_Your instructions_: A single total is needed, the number of lines of this listing that contain the string "considering".

_Information_:
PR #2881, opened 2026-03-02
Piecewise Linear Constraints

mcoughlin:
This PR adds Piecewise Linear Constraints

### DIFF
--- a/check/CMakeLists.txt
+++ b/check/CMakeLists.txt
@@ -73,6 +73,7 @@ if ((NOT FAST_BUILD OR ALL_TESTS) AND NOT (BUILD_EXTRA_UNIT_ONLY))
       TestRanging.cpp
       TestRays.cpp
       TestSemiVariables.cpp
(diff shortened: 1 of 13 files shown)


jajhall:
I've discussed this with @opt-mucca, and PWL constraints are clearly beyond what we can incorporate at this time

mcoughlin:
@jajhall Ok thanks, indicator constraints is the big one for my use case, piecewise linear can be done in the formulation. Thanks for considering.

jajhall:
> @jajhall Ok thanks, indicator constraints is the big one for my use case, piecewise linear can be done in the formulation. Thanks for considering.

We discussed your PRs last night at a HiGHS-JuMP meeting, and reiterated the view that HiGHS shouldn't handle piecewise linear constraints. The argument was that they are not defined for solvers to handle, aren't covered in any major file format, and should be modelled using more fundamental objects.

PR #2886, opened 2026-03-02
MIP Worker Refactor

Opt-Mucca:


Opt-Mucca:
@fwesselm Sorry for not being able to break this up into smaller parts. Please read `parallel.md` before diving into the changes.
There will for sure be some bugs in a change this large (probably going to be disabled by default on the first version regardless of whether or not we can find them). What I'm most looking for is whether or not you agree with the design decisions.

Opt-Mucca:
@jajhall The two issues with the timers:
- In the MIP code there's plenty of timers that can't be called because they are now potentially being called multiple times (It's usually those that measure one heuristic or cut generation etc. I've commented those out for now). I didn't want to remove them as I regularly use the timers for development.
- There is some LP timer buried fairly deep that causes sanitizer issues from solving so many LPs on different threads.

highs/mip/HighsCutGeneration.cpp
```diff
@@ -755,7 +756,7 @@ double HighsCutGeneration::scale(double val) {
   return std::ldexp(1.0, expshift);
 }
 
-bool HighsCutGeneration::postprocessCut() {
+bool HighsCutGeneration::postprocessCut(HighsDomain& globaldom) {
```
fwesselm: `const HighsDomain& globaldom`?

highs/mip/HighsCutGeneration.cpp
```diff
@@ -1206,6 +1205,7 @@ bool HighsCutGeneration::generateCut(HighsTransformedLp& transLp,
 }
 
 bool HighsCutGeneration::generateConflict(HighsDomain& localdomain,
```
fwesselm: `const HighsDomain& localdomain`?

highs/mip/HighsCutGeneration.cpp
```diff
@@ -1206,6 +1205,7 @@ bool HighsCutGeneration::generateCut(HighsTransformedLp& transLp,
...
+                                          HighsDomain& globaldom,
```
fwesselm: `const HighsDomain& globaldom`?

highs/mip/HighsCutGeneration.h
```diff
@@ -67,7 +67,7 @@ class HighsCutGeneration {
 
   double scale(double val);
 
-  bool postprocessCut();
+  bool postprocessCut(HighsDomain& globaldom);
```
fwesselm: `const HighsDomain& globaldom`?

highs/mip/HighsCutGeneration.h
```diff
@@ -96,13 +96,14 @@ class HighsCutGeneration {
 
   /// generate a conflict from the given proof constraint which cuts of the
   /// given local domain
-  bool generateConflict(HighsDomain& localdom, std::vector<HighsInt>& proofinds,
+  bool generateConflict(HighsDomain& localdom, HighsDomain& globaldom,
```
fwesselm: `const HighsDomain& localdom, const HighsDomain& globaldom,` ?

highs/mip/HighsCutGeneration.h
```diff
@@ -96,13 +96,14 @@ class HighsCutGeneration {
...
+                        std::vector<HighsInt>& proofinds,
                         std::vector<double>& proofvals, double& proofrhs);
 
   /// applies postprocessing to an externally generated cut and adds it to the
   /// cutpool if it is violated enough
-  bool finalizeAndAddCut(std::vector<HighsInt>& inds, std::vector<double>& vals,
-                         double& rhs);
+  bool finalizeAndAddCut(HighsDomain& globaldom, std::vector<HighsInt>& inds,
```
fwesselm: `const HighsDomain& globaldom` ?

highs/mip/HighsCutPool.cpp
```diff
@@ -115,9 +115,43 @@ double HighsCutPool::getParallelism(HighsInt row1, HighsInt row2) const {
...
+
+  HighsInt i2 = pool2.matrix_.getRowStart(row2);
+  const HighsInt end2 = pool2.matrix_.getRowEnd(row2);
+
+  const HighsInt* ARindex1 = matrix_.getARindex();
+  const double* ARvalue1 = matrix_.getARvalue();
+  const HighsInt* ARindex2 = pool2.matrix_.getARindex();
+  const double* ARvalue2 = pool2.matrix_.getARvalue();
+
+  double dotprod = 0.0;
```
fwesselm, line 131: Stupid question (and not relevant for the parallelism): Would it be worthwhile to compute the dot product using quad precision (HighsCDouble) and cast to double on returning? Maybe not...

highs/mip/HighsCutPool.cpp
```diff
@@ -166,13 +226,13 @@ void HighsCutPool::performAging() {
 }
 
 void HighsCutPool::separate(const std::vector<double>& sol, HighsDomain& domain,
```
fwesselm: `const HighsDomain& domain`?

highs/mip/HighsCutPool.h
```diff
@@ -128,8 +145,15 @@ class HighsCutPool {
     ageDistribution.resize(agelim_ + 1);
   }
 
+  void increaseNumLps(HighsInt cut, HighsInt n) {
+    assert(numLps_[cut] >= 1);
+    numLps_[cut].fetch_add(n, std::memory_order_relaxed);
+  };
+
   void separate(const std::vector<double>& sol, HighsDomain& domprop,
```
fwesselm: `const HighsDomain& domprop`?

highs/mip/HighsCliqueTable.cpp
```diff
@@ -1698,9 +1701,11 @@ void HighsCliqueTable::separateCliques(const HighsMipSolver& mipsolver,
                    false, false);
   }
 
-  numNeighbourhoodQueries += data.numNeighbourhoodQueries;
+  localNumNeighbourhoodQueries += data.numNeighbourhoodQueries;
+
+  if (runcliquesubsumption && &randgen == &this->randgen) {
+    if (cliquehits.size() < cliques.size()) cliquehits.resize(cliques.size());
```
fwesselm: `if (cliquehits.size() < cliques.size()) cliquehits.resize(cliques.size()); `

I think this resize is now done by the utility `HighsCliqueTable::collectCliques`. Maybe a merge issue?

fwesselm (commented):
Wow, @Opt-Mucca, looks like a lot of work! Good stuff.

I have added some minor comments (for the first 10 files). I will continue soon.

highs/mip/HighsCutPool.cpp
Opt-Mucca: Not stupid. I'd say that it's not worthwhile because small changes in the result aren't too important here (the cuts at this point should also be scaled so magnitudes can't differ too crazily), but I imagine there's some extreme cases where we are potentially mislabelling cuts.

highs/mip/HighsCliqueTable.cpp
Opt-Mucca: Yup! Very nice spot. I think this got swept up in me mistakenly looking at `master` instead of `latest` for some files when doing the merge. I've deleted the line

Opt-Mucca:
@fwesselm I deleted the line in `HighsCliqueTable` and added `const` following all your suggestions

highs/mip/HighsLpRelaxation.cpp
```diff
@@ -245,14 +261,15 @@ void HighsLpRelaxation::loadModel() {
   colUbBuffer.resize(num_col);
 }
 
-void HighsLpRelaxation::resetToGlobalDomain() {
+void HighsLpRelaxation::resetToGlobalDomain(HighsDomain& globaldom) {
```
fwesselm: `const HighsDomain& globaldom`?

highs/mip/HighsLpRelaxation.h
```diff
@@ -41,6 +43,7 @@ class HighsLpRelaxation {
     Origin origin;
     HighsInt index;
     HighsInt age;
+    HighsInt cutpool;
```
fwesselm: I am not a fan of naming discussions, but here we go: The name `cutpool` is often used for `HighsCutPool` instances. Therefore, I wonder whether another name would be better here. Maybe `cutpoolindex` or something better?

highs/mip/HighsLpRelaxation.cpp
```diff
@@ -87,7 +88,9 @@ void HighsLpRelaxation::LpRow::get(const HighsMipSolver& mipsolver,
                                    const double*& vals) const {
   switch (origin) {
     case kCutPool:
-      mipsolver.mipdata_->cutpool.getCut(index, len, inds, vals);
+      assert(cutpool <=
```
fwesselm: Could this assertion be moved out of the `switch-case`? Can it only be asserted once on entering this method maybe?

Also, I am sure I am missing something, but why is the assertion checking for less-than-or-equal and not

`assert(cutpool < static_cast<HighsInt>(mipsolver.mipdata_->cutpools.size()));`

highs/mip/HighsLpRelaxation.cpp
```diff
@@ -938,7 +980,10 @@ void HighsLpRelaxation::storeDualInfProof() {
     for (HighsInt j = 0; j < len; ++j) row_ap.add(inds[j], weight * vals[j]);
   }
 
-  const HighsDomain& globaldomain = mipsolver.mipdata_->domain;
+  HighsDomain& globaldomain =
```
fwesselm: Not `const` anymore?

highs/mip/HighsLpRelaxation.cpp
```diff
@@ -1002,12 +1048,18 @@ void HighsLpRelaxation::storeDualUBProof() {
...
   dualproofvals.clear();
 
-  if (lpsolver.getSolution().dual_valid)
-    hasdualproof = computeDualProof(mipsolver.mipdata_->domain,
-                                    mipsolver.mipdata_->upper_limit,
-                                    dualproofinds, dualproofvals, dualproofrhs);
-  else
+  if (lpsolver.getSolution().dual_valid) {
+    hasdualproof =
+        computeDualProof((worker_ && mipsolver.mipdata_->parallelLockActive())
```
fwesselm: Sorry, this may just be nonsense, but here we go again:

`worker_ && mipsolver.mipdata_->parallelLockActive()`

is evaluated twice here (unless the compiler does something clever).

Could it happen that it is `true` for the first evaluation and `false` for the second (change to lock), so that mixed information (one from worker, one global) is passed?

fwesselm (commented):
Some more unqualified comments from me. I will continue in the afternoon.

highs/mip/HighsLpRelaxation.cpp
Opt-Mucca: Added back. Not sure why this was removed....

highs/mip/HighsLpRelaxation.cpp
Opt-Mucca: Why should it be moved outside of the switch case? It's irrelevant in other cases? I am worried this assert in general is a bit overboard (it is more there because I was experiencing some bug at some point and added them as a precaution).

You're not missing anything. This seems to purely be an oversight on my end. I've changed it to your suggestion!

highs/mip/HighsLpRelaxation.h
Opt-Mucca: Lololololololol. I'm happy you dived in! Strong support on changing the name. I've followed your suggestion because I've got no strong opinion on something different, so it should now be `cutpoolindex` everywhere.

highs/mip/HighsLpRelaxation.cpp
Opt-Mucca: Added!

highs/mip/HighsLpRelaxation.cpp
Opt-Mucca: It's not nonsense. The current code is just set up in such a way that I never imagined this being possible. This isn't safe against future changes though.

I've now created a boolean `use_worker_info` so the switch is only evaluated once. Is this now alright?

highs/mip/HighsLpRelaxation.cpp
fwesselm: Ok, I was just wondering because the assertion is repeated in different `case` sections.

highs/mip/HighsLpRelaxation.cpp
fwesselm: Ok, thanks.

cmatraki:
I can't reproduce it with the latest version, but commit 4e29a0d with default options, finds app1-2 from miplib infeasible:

_Written reply_: 2